### Data to examine
• • • • •
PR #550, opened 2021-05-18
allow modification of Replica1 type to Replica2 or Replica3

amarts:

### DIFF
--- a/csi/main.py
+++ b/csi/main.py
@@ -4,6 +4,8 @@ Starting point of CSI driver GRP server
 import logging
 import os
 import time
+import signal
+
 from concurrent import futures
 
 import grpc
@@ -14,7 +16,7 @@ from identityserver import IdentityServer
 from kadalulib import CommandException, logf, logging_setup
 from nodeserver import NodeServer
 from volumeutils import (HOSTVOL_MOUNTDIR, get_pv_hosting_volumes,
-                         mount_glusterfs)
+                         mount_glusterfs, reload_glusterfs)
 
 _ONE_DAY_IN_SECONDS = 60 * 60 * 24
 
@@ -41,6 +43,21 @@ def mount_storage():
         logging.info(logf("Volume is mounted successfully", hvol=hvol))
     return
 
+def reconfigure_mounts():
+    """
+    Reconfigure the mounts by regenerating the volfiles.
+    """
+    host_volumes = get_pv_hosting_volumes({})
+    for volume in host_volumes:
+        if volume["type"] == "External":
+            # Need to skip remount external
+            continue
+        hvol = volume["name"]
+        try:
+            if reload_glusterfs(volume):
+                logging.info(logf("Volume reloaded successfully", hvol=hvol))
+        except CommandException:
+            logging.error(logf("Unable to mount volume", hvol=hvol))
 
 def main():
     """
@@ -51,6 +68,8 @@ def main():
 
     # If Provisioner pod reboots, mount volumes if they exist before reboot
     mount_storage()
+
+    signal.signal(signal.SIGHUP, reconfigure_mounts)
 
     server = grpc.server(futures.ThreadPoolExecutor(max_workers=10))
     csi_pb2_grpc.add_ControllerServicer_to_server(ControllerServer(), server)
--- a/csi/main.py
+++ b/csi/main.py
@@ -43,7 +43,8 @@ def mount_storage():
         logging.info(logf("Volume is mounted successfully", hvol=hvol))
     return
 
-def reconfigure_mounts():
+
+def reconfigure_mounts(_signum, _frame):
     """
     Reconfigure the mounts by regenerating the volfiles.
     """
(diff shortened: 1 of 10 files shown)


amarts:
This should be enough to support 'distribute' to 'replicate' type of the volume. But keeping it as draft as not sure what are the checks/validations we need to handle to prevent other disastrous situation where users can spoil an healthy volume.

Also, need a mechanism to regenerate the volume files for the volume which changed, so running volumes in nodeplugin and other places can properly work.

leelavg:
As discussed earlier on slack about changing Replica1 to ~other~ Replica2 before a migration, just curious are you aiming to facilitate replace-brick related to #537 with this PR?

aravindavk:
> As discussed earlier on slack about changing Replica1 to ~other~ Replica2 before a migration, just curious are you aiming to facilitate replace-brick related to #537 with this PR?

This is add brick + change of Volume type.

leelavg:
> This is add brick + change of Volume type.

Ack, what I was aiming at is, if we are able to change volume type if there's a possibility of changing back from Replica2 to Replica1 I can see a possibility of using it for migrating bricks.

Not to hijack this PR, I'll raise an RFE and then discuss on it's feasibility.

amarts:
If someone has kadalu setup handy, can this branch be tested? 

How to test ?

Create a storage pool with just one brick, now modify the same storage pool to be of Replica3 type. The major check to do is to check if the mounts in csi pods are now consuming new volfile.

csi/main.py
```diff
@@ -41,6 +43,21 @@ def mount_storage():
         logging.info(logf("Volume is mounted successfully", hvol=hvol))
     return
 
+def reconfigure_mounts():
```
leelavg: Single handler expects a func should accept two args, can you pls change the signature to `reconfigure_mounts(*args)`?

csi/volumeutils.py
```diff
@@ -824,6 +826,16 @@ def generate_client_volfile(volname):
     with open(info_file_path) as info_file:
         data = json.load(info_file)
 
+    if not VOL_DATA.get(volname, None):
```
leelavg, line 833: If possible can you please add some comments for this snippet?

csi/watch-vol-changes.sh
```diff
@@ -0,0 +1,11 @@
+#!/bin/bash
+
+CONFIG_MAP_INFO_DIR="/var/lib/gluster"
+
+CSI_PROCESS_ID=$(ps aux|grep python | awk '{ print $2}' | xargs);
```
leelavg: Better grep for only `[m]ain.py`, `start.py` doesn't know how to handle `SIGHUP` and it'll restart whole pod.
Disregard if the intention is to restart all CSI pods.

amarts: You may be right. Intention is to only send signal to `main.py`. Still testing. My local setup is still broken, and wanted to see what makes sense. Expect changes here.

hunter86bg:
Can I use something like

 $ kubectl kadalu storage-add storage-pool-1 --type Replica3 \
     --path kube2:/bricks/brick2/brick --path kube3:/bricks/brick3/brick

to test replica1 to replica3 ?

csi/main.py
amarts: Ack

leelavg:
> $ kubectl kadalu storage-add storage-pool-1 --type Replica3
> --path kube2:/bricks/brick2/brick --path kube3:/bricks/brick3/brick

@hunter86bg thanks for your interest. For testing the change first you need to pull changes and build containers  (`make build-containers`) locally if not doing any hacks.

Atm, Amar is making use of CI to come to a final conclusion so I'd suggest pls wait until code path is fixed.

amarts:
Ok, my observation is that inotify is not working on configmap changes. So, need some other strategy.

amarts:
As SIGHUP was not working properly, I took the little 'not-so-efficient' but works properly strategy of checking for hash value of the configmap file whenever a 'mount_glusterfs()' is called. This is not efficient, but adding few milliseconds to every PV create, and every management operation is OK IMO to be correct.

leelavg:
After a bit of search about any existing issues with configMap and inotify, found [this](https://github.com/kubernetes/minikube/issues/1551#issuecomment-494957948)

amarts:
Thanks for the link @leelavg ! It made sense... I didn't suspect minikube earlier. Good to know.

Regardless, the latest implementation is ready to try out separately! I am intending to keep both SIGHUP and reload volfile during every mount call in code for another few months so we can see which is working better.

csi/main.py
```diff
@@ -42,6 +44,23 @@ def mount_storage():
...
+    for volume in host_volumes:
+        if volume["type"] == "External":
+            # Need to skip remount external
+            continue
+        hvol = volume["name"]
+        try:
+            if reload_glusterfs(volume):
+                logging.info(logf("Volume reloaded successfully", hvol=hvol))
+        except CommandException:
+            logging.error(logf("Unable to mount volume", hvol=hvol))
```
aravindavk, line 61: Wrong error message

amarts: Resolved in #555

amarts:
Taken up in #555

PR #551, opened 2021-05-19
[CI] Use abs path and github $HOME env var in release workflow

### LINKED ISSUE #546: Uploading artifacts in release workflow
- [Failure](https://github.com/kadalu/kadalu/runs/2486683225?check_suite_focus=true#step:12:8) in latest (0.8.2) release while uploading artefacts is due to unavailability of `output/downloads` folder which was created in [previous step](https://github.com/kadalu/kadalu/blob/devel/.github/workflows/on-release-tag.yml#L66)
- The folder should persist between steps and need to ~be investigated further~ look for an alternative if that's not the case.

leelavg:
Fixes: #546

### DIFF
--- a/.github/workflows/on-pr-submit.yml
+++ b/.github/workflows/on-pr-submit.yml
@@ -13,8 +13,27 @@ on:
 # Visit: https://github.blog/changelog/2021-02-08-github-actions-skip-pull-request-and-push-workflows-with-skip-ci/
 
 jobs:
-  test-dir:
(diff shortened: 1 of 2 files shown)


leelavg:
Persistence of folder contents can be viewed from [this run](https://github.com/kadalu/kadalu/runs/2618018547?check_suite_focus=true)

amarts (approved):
• • • • •
### To do
Show every line in the entries where the string "just" occurs.

### Result of the task
As discussed earlier on slack about changing Replica1 to ~other~ Replica2 before a migration, just curious are you aiming to facilitate replace-brick related to #537 with this PR?
> As discussed earlier on slack about changing Replica1 to ~other~ Replica2 before a migration, just curious are you aiming to facilitate replace-brick related to #537 with this PR?
Create a storage pool with just one brick, now modify the same storage pool to be of Replica3 type. The major check to do is to check if the mounts in csi pods are now consuming new volfile.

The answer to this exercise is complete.